Registrant’s telephone number, including area code: (912) 253-0375

Registrant’s fax number, including area code: (912) 253-0375

Check the appropriate box below if the Form 8-K filing is intended to simultaneously satisfy the filing obligation to the registrant under any of the following provisions:

Written communications pursuant to Rule 425 under the Securities Act (17 CFR 230.425)
Soliciting material pursuant to Rule 14a-12 under the Exchange Act (17 CFR 240.14a-12)
Pre-commencement communications pursuant to Rule 14d-2(b) under the Exchange Act (17 CFR 240.14d-2(b))
Pre-commencement communications pursuant to Rule 13e-4(c) under the Exchange Act (17 CFR 240.13e-4(c))

Securities registered pursuant to Section 12(b) of the Act:

Title of each class Trading Symbol(s) Name of each exchange on which registered
N/A N/A N/A

Indicate by check mark whether the registrant is an emerging growth company as defined in Rule 405 of the Securities Act of 1933 (§ 230.405 of this chapter) or Rule 12b–2 of the Securities Exchange Act of 1934 (§ 240.12b–2 of this chapter).

Emerging growth company ☒

If an emerging growth company, indicate by check mark if the registrant has elected not to use the extended transition period for complying with any new or revised financial accounting standards provided pursuant to Section 13(a) of the Exchange Act. ☐

Item 4.01 Change in Registrant’s Certifying Accountant.
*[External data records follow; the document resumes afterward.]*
PR #1708, opened 2022-09-03
Fill after reconnect

### LINKED ISSUE #1680: Reconnect & fill when using the username input icon
## Expected Behavior
If you use the username field icon without being connected, a connection should be established and the input fields should be filled in with just one click.

## Current Behavior
Two clicks are required to fill input fields. The first click reconnects to the database and a second click is required to fill the fields.

Also, thank you @varjolintu for #1676. I no longer need to press the reload button in 1.8.1.

## Debug info

KeePassXC - 2.7.1
KeePassXC-Browser - 1.8.1
Operating system: Win64
Browser: Chrome/Chromium 103.0.0.0

varjolintu:
After reconnecting to KeePassXC when clicking the Username Icon, fill is not made automatically.

Fixes #1680.

### DIFF
--- a/keepassxc-browser/content/username-field.js
+++ b/keepassxc-browser/content/username-field.js
@@ -123,6 +123,8 @@ const iconClicked = async function(field, icon) {
         return;
     }
 
+    let reconnected = false;
+
     // Try to reconnect if KeePassXC is not currently connected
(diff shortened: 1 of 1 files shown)


droidmonkey (approved):
Never had this problem but fix is good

Previous independent registered public accounting firm

On September 22, 2023 (the “Termination Date”), Hawkeye Systems Inc. (the “Company”) notified BF Borgers CPA PC that the Company is dismissing it (the “Former Auditor”) as the independent registered public accounting firm of the Company.

During the years ended June 31, 2022 and 2021 and through the date of this Current Report on Form 8-K, the Company has not had any disagreements with the Former Auditor on any matter of accounting principles or practices, financial statement disclosure or auditing scope or procedures which, if not resolved to the satisfaction of the Former Auditor, would have caused them to make reference thereto in their reports on the Company’s financial statements for such years.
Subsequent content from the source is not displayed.